The common theme is that physicians no longer see themselves as the captain of the medical ship. Their medical decisions now have to be approved by an array of corporate, state, and federal non-physicians. The practice of medicine is no longer that simple, intimate covenant between the healer and the infirm. It has now become a complex business transaction in which multiple parties must negotiate a common ground, a ground which can shift at times on a monthly basis.
The physician often sees these changes as threatening vital parts of their lives – their professional autonomy, their position of respect in our society, and their family’s financial well-being. Thus, they begin to question the wisdom of their choice to enter medicine, to begin with, and wonder if they will be able to recommend this profession to their children.
Curiously, physicians often seem to come to this conclusion with little outward discussion of the most basic element that initially led them to practice medicine – the treatment of sick human beings. This part of medicine has not changed. People are still willing to place their lives as well as the lives of their loved ones into their doctors’ hands.
So how will I advise my precious young son when he wants to know what to do with his adult life? I sense that Mr. CJ might be capable of becoming one of our best. And who other than our best would we want for our physicians of the future? If our brightest young minds turn away from the practice of medicine, our society will be diminished with everyone sharing the cost of that failure.
I think by now that you might have a sense of what my answer to Mr. CJ’s question is likely to be. Anyway, what else could I, as a physician/father, want to see my son become — a malpractice lawyer?
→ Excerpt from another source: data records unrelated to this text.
PR #1897, opened 2026-08-14
Groups: use three-letter weekday labels in recurrence picker

### LINKED ISSUE #1893: It is impossible to translate the acronym for Tuesday and Thursday if they are written as T in Italian and Spanish.
### Describe the bug

Hello, we're having a problem with the untranslatability of the days of the week. Please modify the text strings for the days of the week when they are expressed with a single letter. In Italian and Spanish, it's not possible to translate T for Tuesday and Thursday because in these languages, the days have different initials. Italian: Tuesday M, Thursday G. In Spanish: Tuesday M, Thursday J. I suggest using Tu and Th instead of T. This way it will be possible to translate and have two different strings for these two days of the week.
These are the strings to be midified:
https://github.com/WordPress/wordcamp.org/blob/production/public_html/wp-content/mu-plugins/gatherpress-recurring-events/assets/editor.js#L80
Line 80 & 82
in https://translate.wordpress.org/projects/meta/wordcamp

### Expected behavior

I suggest using Tu and Th instead of T. This way it will be possible to translate and have two different strings for these two days of the week.

### Screenshots / Screencasts

Image

gedex:
Fixes #1893.

### Problem
The single-letter buttons in the repeating-event weekday picker used `__()` with source strings `'M'`, `'T'`, `'W'`, `'T'`, `'F'`, `'S'`, `'S'`. gettext dedupes by source, so `T` collapsed into one GlotPress entry (Tue + Thu) and `S` into another (Sat + Sun). English works; Italian (Martedì/Giovedì), Spanish (Sábado/Domingo), and any language where those days start with different letters can't be represented — a translator can only supply one string for both meanings.

### Fix
Render the three-letter `dayLabels` (`Mon`, `Tue`, `Wed`, `Thu`, `Fri`, `Sat`, `Sun`) already defined for the ordinal-weekday select as the button content. Those source strings are already distinct in English, so gettext dedup is a non-issue and translators get seven independent entries with no new i18n plumbing to reason about. Drop the parallel `dayButtonLabels` map since its `.short` values were pure indirection back to `dayLabels`; tooltip and `aria-label` still read a separate `dayFullLabels` map for the full name.

Adjust the button style from 30px circles to auto-width pills (min 32px, 6px horizontal padding, 15px radius) so three-character labels fit. Switch the row to `flex-start` with `flex-wrap: wrap` + `rowGap` so longer translated abbreviations wrap gracefully instead of getting pushed to opposite edges of the sidebar.

### Screenshots

_Verified locally against `events.wordpress.test/group/sunshine-coast-qld/` on this branch and on `production`. In English the new pills wrap to 6 + 1 (Mon–Sat on row 1, Sun on row 2); wrap is intentional and left-packed._

**Before** (circles, `M T W T F S S`, collision on T and S):

<kbd>before-weekday-picker</kbd>

**After** (pills, `Mon Tue Wed Thu Fri Sat Sun`):

<kbd>weekday-picker</kbd>

### Deferred — tracked in #1898
This PR unblocks the string-collision problem the Polyglots hit (the actual bug in #1893), but the mu-plugin's translations don't load at runtime at all: no `wp_set_script_translations()` call, no shipped `.pot`/`.po`/`.json`, no `load_muplugin_textdomain()` for the `gpre` domain. So translated weekday values still won't reach the browser until that wiring lands. **Pre-existing across the whole `gatherpress-recurring-events` plugin; not introduced or widened here.** Follow-up: #1898.

### Alternative considered
An earlier version of this PR used `_x()` with per-day contexts. Dropped because (a) three-letter labels make the collision go away without inventing our own context conventions, (b) core's convention is `'Monday initial'`/`'Sunday initial'` (see `wp-includes/class-wp-locale.php`) — my initial `'Monday abbreviation'` naming was inverted from core, and (c) it's the smaller and easier-to-review change. Note also that neither approach would have rendered translated labels without the #1898 wiring — the `_x()` version would have been just as inert as the current `__()` version.

### Testing
- Local: open a `gatherpress_event` at `events.wordpress.test/group/sunshine-coast-qld/wp-admin/`, set frequency to Weekly — buttons render as pills per the screenshots above. Tooltip and aria-label continue to show the full day name.

### DIFF
--- a/public_html/wp-content/mu-plugins/gatherpress-recurring-events/assets/editor.js
+++ b/public_html/wp-content/mu-plugins/gatherpress-recurring-events/assets/editor.js
@@ -20,19 +20,20 @@
 	const weekdayButtonsStyle = {
 		display: 'flex',
 		alignItems: 'center',
-		justifyContent: 'space-between',
+		justifyContent: 'flex-start',
+		flexWrap: 'wrap',
 		gap: '4px',
+		rowGap: '6px',
 	};
 	const weekdayButtonStyle = {
 		display: 'inline-flex',
 		alignItems: 'center',
 		justifyContent: 'center',
-		width: '30px',
-		minWidth: '30px',
+		minWidth: '32px',
 		height: '30px',
-		padding: 0,
+		padding: '0 6px',
 		border: 0,
-		borderRadius: '50%',
+		borderRadius: '15px',
 		background: '#f0f0f0',
 		color: 'var(--wp-admin-theme-color, #3858e9)',
 		fontSize: '13px',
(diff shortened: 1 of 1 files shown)


bor0 (approved):
Tested locally (weekly recurrence picker) — pills render/wrap correctly, tooltip and aria-label still show full day names. This fixes the GlotPress string-collision from #1893. Translations won't actually render until #1898 lands, but that's correctly out of scope here. CI green.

Postscript 1: As of January 2019, Dr. CJ became the first-ever board-certified pediatric rheumatologist to practice in the State of Idaho.
Postscript 2: From a 2022 perspective, the above arguments might seem a bit naïve. And, I understand that for some, it might be too late. However, for others who might be on the fence, I say stay. Stay and find a way to fight for medicine. And let the ideals of optimism, positivity, and creativity be among your weapons in that fight.
Richard D. Sontheimer is a dermatologist.